*Exercise details:* The answer must be every entry, retyped without a single difference.

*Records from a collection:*

============================================================

PR #2883, opened 2023-12-18
Add option to cache non-GET requests in the `FetchRequest` interface

alan-codaio:
We don't allow caching non-`GET` requests by default, but some makers may want to cache the requests for non-side-effecting requests (for example, querying a GraphQL API). Adds the option to cache these results here when making those fetch calls.

### DIFF
--- a/api_types.ts
+++ b/api_types.ts
@@ -580,8 +580,6 @@ export interface FetchRequest {
    * If true, Coda will cache the POST request and return the same response for subsequent requests.
    * This is mainly used for POST requests that do not have side effects, such as querying a
    * GraphQL API.
-   *
-   * You will also need to set `cacheTtlSecs` to a non-zero value for this to work.
    */
   cachePOSTRequest?: boolean;
 }
--- a/api_types.ts
+++ b/api_types.ts
@@ -576,6 +576,14 @@ export interface FetchRequest {
    * You may inspect the `Location` header of the response to observe the indicated redirect URL.
    */
   ignoreRedirects?: boolean;
+  /**
+   * If true, Coda will cache the POST request and return the same response for subsequent requests.
+   * This is mainly used for POST requests that do not have side effects, such as querying a
+   * GraphQL API.
+   *
+   * You will also need to set `cacheTtlSecs` to a non-zero value for this to work.
+   */
+  cachePOSTRequest?: boolean;
 }
 
 /**
--- a/api_types.ts
+++ b/api_types.ts
@@ -556,8 +556,20 @@ export interface FetchRequest {
    * instead of making the HTTP request. If left unspecified, Coda will automatically
    * cache all GET requests for approximately 5 minutes. To disable the default caching,
    * set this value to `0`.
+   *
+   * If you are trying to cache a POST, PUT, PATCH, or DELETE request, you must also
+   * set {@link FetchRequest.forceCache} to true.
    */
   cacheTtlSecs?: number;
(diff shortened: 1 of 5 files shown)


api_types.ts
```diff
@@ -576,6 +576,12 @@ export interface FetchRequest {
    * You may inspect the `Location` header of the response to observe the indicated redirect URL.
    */
   ignoreRedirects?: boolean;
+  /**
+   * If true, Coda will cache the POST request and return the same response for subsequent requests.
+   * This is mainly used for POST requests that do not have side effects, such as querying a
```
jonathan-codaio, line 581: Nit, would strengthen this to say something like "This _must_ be used only for POST requests that do not have side effects..."

api_types.ts
```diff
@@ -576,6 +576,12 @@ export interface FetchRequest {
...
+   * GraphQL API.
+   */
+  cachePOSTRequest?: boolean;
```
jonathan-codaio, line 584: Curious for @ekoleda-codaio 's thoughts on this. Context is that I asked for this because the GitHub pack is now expensively making multiple graphql queries in order to implement some parameter autocompletes. Normally this wouldn't be quite so bad because we would cache these http responses for 5 minutes and subsequent autocomplete requests would operate on cached data.

But because graphql is basically a GET request with a payload and so is implemented as a POST, and we currently refuse to cache POST requests, any scenario like this will not get the benefit of caching.

Today we only allow caching of GET requests. We could have a property like `forceCache` that generally forces us to consider caching, but I can't see a world in which we would allow caching for PATCH, PUT or DELETE, those would seem to only be used for true mutations. For HEAD, maybe we could default allow caching if it seemed important, dunno. So it really seems like POST is a special snowflake that is usually a mutation but sometimes just a GET with a payload, and so allowing cacheability only for POSTs and naming the parameter to indicate that might be the right answer.

(I think maybe the naming I was leaning towards was `isCacheablePost`.)

huayang-codaio: I don't think GraphQL requires to use POST. The spec says that a graphql server should be accepting both GET and POST for queries (https://graphql.org/learn/serving-over-http/#get-request). On the other hand, mutations always have to come in as POSTs. 

Anyways, there are always some of those non-GET APIs that have no side effect. Like most search APIs are POSTs to explicitly avoid caching. I personally would be in favor of using `forceCache` as Jonathan mentioned, leaving it to the Pack maker to decide.

jonathan-codaio: I think even if we were building from scratch I'd consider still having a second property for this; it would be very easy to shoot yourself in the foot and throw cache ttls all over the place or reuse a fetcher helper that applies one and all the sudden you're randomly dropping mutations on the floor based on when our cache decides to kick in. So being explicit here seems healthy.

I'd be fine with something equivalent to forceCache if that's the preference.

alan-codaio: I like having forceCache as an explicit option. If we don't want to use an explicit option, we could also log when POST requests are being cached in the Pack logs.

alan-codaio: We may want to just log these calls anyway, since I'd imagine a sloppy Pack inadvertently caching POST calls will lead to customers writing into us

alan-codaio: Cool, just updated, let me know if the description wording makes sense!

ekoleda-codaio (approved):
LGTM!

huayang-codaio (approved):

PR #2884, opened 2023-12-20
Introduce `displayName` field for sync table schema properties

patrick-codaio:


jonathan-codaio:
Looks reasonable to me. Should be nice and simple on the SDK side, I think the more interesting questions will come out of the prototyping on the `coda` side.

As for validation, you can already name a column like `$$[...]` and it gets escaped when used in formulas, so shouldn't the same apply to names that arrive via a pack schema?

alan-codaio (approved):

jonathan-codaio:
You might need to bump the semantic version to 1.7.5-prerelease.2 to avoid the mysterious bug that makes the lint job super slow when you bump to this commit hash on the `coda` side.

PR #2885, opened 2023-12-27
Add warning when running a Pack with multiple domains

ekoleda-codaio:
This change is based on feedback from Pack makers who became frustrated when they sunk a lot of time into developing a Pack only to realize at the end that it required Coda approval since it uses multiple domains.


huayang-codaio (approved):
Makes sense. Thanks!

============================================================

*Answer to this task:*
PR #2883, opened 2023-12-18
Add option to cache non-GET requests in the `FetchRequest` interface

alan-codaio:
We don't allow caching non-`GET` requests by default, but some makers may want to cache the requests for non-side-effecting requests (for example, querying a GraphQL API). Adds the option to cache these results here when making those fetch calls.

### DIFF
--- a/api_types.ts
+++ b/api_types.ts
@@ -580,8 +580,6 @@ export interface FetchRequest {
    * If true, Coda will cache the POST request and return the same response for subsequent requests.
    * This is mainly used for POST requests that do not have side effects, such as querying a
    * GraphQL API.
-   *
-   * You will also need to set `cacheTtlSecs` to a non-zero value for this to work.
    */
   cachePOSTRequest?: boolean;
 }
--- a/api_types.ts
+++ b/api_types.ts
@@ -576,6 +576,14 @@ export interface FetchRequest {
    * You may inspect the `Location` header of the response to observe the indicated redirect URL.
    */
   ignoreRedirects?: boolean;
+  /**
+   * If true, Coda will cache the POST request and return the same response for subsequent requests.
+   * This is mainly used for POST requests that do not have side effects, such as querying a
+   * GraphQL API.
+   *
+   * You will also need to set `cacheTtlSecs` to a non-zero value for this to work.
+   */
+  cachePOSTRequest?: boolean;
 }
 
 /**
--- a/api_types.ts
+++ b/api_types.ts
@@ -556,8 +556,20 @@ export interface FetchRequest {
    * instead of making the HTTP request. If left unspecified, Coda will automatically
    * cache all GET requests for approximately 5 minutes. To disable the default caching,
    * set this value to `0`.
+   *
+   * If you are trying to cache a POST, PUT, PATCH, or DELETE request, you must also
+   * set {@link FetchRequest.forceCache} to true.
    */
   cacheTtlSecs?: number;
(diff shortened: 1 of 5 files shown)


api_types.ts
```diff
@@ -576,6 +576,12 @@ export interface FetchRequest {
    * You may inspect the `Location` header of the response to observe the indicated redirect URL.
    */
   ignoreRedirects?: boolean;
+  /**
+   * If true, Coda will cache the POST request and return the same response for subsequent requests.
+   * This is mainly used for POST requests that do not have side effects, such as querying a
```
jonathan-codaio, line 581: Nit, would strengthen this to say something like "This _must_ be used only for POST requests that do not have side effects..."

api_types.ts
```diff
@@ -576,6 +576,12 @@ export interface FetchRequest {
...
+   * GraphQL API.
+   */
+  cachePOSTRequest?: boolean;
```
jonathan-codaio, line 584: Curious for @ekoleda-codaio 's thoughts on this. Context is that I asked for this because the GitHub pack is now expensively making multiple graphql queries in order to implement some parameter autocompletes. Normally this wouldn't be quite so bad because we would cache these http responses for 5 minutes and subsequent autocomplete requests would operate on cached data.

But because graphql is basically a GET request with a payload and so is implemented as a POST, and we currently refuse to cache POST requests, any scenario like this will not get the benefit of caching.

Today we only allow caching of GET requests. We could have a property like `forceCache` that generally forces us to consider caching, but I can't see a world in which we would allow caching for PATCH, PUT or DELETE, those would seem to only be used for true mutations. For HEAD, maybe we could default allow caching if it seemed important, dunno. So it really seems like POST is a special snowflake that is usually a mutation but sometimes just a GET with a payload, and so allowing cacheability only for POSTs and naming the parameter to indicate that might be the right answer.

(I think maybe the naming I was leaning towards was `isCacheablePost`.)

huayang-codaio: I don't think GraphQL requires to use POST. The spec says that a graphql server should be accepting both GET and POST for queries (https://graphql.org/learn/serving-over-http/#get-request). On the other hand, mutations always have to come in as POSTs. 

Anyways, there are always some of those non-GET APIs that have no side effect. Like most search APIs are POSTs to explicitly avoid caching. I personally would be in favor of using `forceCache` as Jonathan mentioned, leaving it to the Pack maker to decide.

jonathan-codaio: I think even if we were building from scratch I'd consider still having a second property for this; it would be very easy to shoot yourself in the foot and throw cache ttls all over the place or reuse a fetcher helper that applies one and all the sudden you're randomly dropping mutations on the floor based on when our cache decides to kick in. So being explicit here seems healthy.

I'd be fine with something equivalent to forceCache if that's the preference.

alan-codaio: I like having forceCache as an explicit option. If we don't want to use an explicit option, we could also log when POST requests are being cached in the Pack logs.

alan-codaio: We may want to just log these calls anyway, since I'd imagine a sloppy Pack inadvertently caching POST calls will lead to customers writing into us

alan-codaio: Cool, just updated, let me know if the description wording makes sense!

ekoleda-codaio (approved):
LGTM!

huayang-codaio (approved):

PR #2884, opened 2023-12-20
Introduce `displayName` field for sync table schema properties

patrick-codaio:


jonathan-codaio:
Looks reasonable to me. Should be nice and simple on the SDK side, I think the more interesting questions will come out of the prototyping on the `coda` side.

As for validation, you can already name a column like `$$[...]` and it gets escaped when used in formulas, so shouldn't the same apply to names that arrive via a pack schema?

alan-codaio (approved):

jonathan-codaio:
You might need to bump the semantic version to 1.7.5-prerelease.2 to avoid the mysterious bug that makes the lint job super slow when you bump to this commit hash on the `coda` side.

PR #2885, opened 2023-12-27
Add warning when running a Pack with multiple domains

ekoleda-codaio:
This change is based on feedback from Pack makers who became frustrated when they sunk a lot of time into developing a Pack only to realize at the end that it required Coda approval since it uses multiple domains.


huayang-codaio (approved):
Makes sense. Thanks!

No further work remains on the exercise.